We believe we will need to raise additional funds in order to meet the expenditures required for operating our business, The Company cannot provide any assurance that new financing will be available to it on commercially acceptable terms. However, if our estimate of the costs of identifying a target business, undertaking in-depth due diligence, and negotiating an initial Business Combination are less than the actual amount necessary to do so, we may have insufficient funds available to operate our business prior to our initial Business Combination. Moreover, we may need to obtain additional financing either to complete our initial Business Combination or because we become obligated to redeem a significant number of our public shares upon consummation of our initial Business Combination, in which case we may issue additional securities or incur debt in connection with such Business Combination.
Going Concern
The Company intends to pursue the objective of completing a Business Combination by March 23, 2023. However, in the absence of a completed Business Combination, the Company may require additional capital. If the Company is unable to raise additional capital, it may be required to take additional measures to conserve liquidity, which could include, but not necessarily be limited to, suspending the pursuit of a Business Combination. The Company cannot provide any assurance that new financing will be available to it on commercially acceptable terms, if at all.
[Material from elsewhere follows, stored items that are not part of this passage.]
PR #667, opened 2019-06-13
[MRG] Fix review comments and enforce 3-D inputs

PraveenVenugopal:

Fix review comments and allow only 3-D time series inputs from the user for all RNN blocks


autokeras/layer_utils.py
```diff
@@ -26,6 +26,10 @@ def format_inputs(inputs, name=None, num=None):
     return inputs
 
 
+def get_block(choice):
```
jhfjhfj1: rename to get_rnn_block

autokeras/hypermodel/hyper_block.py
```diff
@@ -69,34 +70,22 @@ class RNNBlock(HyperBlock):
 
     def build(self, hp, inputs=None):
         input_node = layer_utils.format_inputs(inputs, self.name, num=1)[0]
+        feature_size = input_node.shape[2]
```
jhfjhfj1: add a check first, if len(input_node.shape) < 3: raise ValueError('The input to RNNBlock must have at least 3 dimensions').

tests/test_hyper_block.py
```diff
@@ -3,8 +3,8 @@
 from autokeras.auto.auto_model import *
 from autokeras import const
 
-from autokeras.hypermodel.hyper_block import XceptionBlock, RNNBlock
-from autokeras.hypermodel.hyper_head import ClassificationHead, RegressionHead
+from autokeras.hypermodel.hyper_block import *
+from autokeras.hypermodel.hyper_head import *
```
jhfjhfj1: This is test_hyper_block so we only do hyper_block import *, but not import * for other modules.

autokeras/hypermodel/hyper_block.py
PraveenVenugopal: Should we check for < 3 or strictly == 3. To enforce 3-D shape i believe we need the second

autokeras/layer_utils.py
PraveenVenugopal: Sure.

tests/test_hyper_block.py
PraveenVenugopal: Okay. got it

PR #684, opened 2019-06-27
[MRG] Automodel interface update

jhfjhfj1:


autokeras/auto/auto_model.py
```diff
@@ -214,9 +152,107 @@ def _add_node(self, input_node):
...
+                               'sgd'])
+
+        model.compile(optimizer=optimizer,
+                      metrics=self._get_metrics(),
+                      loss=self._get_loss())
+
+        return model
+
+
+class AutoModel(GraphAutoModel):
```
tonyabracadabra: At least from the naming perspective, `GraphAutoModel`  should inherit `AutoModel`.

autokeras/auto/auto_model.py
```diff
@@ -214,9 +152,107 @@ def _add_node(self, input_node):
...
+                 outputs,
+                 **kwargs):
+        inputs = layer_utils.format_inputs(inputs)
+        outputs = layer_utils.format_inputs(outputs)
+        middle_nodes = [input_node.related_block()(input_node)
+                        for input_node in inputs]
+        if len(middle_nodes) > 1:
+            output_node = hyper_block.Merge()(middle_nodes)
+        else:
+            output_node = middle_nodes[0]
```
tonyabracadabra: Why do we need this? Can't you let `hyper_block.Merge()` taking care of the merge for a list that contains one node?

autokeras/hypermodel/hyper_node.py
```diff
@@ -26,20 +27,34 @@ def __init__(self, **kwargs):
...
-class ImageInput(Node):
 
-    def __init__(self, **kwargs):
-        super().__init__(**kwargs)
+class ImageInput(Input):
 
-    def build(self, hp):
-        return tf.keras.Input(shape=self.shape)
+    @staticmethod
+    def related_block():
```
tonyabracadabra: Maybe you want to make `related_block` an abstract static method under `Input`, then extract out an `GeneralInput` inherits under `Input`

autokeras/auto/auto_model.py
```diff
@@ -214,9 +152,107 @@ def _add_node(self, input_node):
...
+    def predict(self, x, **kwargs):
+        """Predict the output for a given testing data. """
+        return self.tuner.get_best_models(1)[0].predict(x, **kwargs)
+
+    def _get_metrics(self):
+        metrics = []
+        for metrics_list in [output_node.in_hypermodels[0].metrics for
+                             output_node in self.outputs
+                             if isinstance(output_node.in_hypermodels[0],
+                                           hyper_head.HyperHead)]:
```
tonyabracadabra: I don't think there is a need for two for loops.

autokeras/auto/auto_model.py
```diff
@@ -214,9 +152,107 @@ def _add_node(self, input_node):
...
+
+        # TODO: allow early stop if epochs is not specified.
+        self.tuner.search(x=x,
+                          y=y,
+                          validation_data=validation_data,
+                          **kwargs)
+
+    def predict(self, x, **kwargs):
+        """Predict the output for a given testing data. """
+        return self.tuner.get_best_models(1)[0].predict(x, **kwargs)
```
tonyabracadabra: I've always been cautious in indexing without prechecking the boundary, maybe it is taken cared already in keras tuner.

autokeras/auto/auto_model.py
```diff
@@ -214,9 +153,107 @@ def _add_node(self, input_node):
...
+                y_input = np.reshape(y_input, y_input.shape + (1,))
+            output_node.shape = y_input.shape[1:]
+            output_node.in_hypermodels[0].output_shape = output_node.shape
+
+        # Prepare the dataset
+        if validation_data is None:
+            (x, y), (x_val, y_val) = layer_utils.split_train_to_valid(x, y)
+            validation_data = x_val, y_val
+
+        self.tuner = kerastuner.RandomSearch(
```
fchollet: All of these arguments are known in the constructor; as such it should be possible to construct the tuner in the constructor rather than in `fit`, no?

autokeras/auto/auto_model.py
```diff
@@ -214,9 +153,107 @@ def _add_node(self, input_node):
...
+        for x_input, input_node in zip(x, self.inputs):
+            input_node.shape = x_input.shape[1:]
+        for y_input, output_node in zip(y, self.outputs):
+            if len(y_input.shape) == 1:
+                y_input = np.reshape(y_input, y_input.shape + (1,))
+            output_node.shape = y_input.shape[1:]
+            output_node.in_hypermodels[0].output_shape = output_node.shape
+
+        # Prepare the dataset
+        if validation_data is None:
```
fchollet: `validation_split` and `validation_data` are already valid arguments in `model.fit`. Besides, handling validation data correctly is very complicated (here you assume numpy arrays, but this is only one of the possible cases). It is much simpler to just pass the fit_args and fit_kwargs blindly to `model.fit()` without any special handling of the validation data.

autokeras/auto/auto_model.py
fchollet: I suspect we should have a a BaseAutoModel (implementer-facing) to handle abstract logic that does not rely on the graph API, and an AutoModel subclass that is public-facing and implements the graph API.

autokeras/auto/auto_model.py
```diff
@@ -4,96 +4,45 @@
...
-        inputs: A HyperModel instance. The input node of a the AutoModel.
-        outputs: A HyperModel instance. The output node of the AutoModel.
-        hypermodel: An instance of HyperModelWrap connecting from the inputs to the
-            outputs.
-        tuner: An instance of Tuner.
+        inputs: A list of or a HyperNode instances.
+            The input node(s) of the GraphAutoModel.
+        outputs: A list of or a HyperNode instances.
+            The output node(s) of the GraphAutoModel.
+        trials: Int. The number of different models to try.
```
fchollet: Should this be renamed to `max_trials` across the board? It may not be an exact number, but rather an upper bound, because the tuner or oracle may interrupt the tuning process (e.g. if the search space is too small).

autokeras/auto/auto_model.py
jhfjhfj1: In this PR, it can, but with the preprocessing blocks it is not. The tuner will do one round of build during initialization, which will need to call the preprocessing blocks to transform the data, which means we have to see the training data.

autokeras/auto/auto_model.py
jhfjhfj1: If we don't handle it, does it mean the users have to provide the validation data? If so we would need to handle it even it is complicated.

jhfjhfj1:
For the AutoModel and GraphAutoModel, for now, the logic is really AutoModel is a subclass of GraphAutoModel, since it needs everything in the GraphAutoModel. We can look back to it when we have the metamodel ready, to see if there are common logic to extract to the base class. @fchollet

jhfjhfj1:
I have added the issues in https://github.com/keras-team/autokeras/projects/3#card-23314326 about 1. the AutoModelBase (#689) and when to initialize the tuner (#688) and whether we should handle validation data in AutoKeras (#690).
I will merge the pull request just not to block the rest of the development, we can continue discussion on these in the issues.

In connection with the Company’s assessment of going concern considerations in accordance with Financial Accounting Standards Board (“FASB”) Accounting Standards Update (“ASU”) 2014-15, “Disclosures of Uncertainties about an Entity’s Ability to Continue as a Going Concern,” the Company has until March 23, 2023, to consummate a Business Combination. It is uncertain that the Company will be able to consummate a Business Combination by this time. If a Business Combination is not consummated by this date, there will be a mandatory liquidation and subsequent dissolution of the Company. Management has determined that the liquidity condition and mandatory liquidation, should a Business Combination not occur, and potential subsequent dissolution raises substantial doubt about the Company’s ability to continue as a going concern. No adjustments have been made to the carrying amounts of assets or liabilities should the Company be required to liquidate after March 23, 2023.
Off-Balance Sheet Arrangements
We have no obligations, assets or liabilities, which would be considered off-balance sheet arrangements as of September 30, 2022. We do not participate in transactions that create relationships with unconsolidated entities or financial partnerships, often referred to as variable interest entities, which would have been established for the purpose of facilitating off-balance sheet arrangements. We have not entered into any off-balance sheet financing arrangements, established any special purpose entities, guaranteed any debt or commitments of other entities, or purchased any non-financial assets.
Contractual obligations
We do not have any long-term debt, capital lease obligations, operating lease obligations or long-term liabilities, other than an agreement to pay affiliate of the Sponsor a total of $10,000 per month for office space, utilities and administrative and support services. We began incurring these fees on March 18, 2021 and will continue to incur these fees monthly until the earlier of the completion of the Business Combination and our liquidation.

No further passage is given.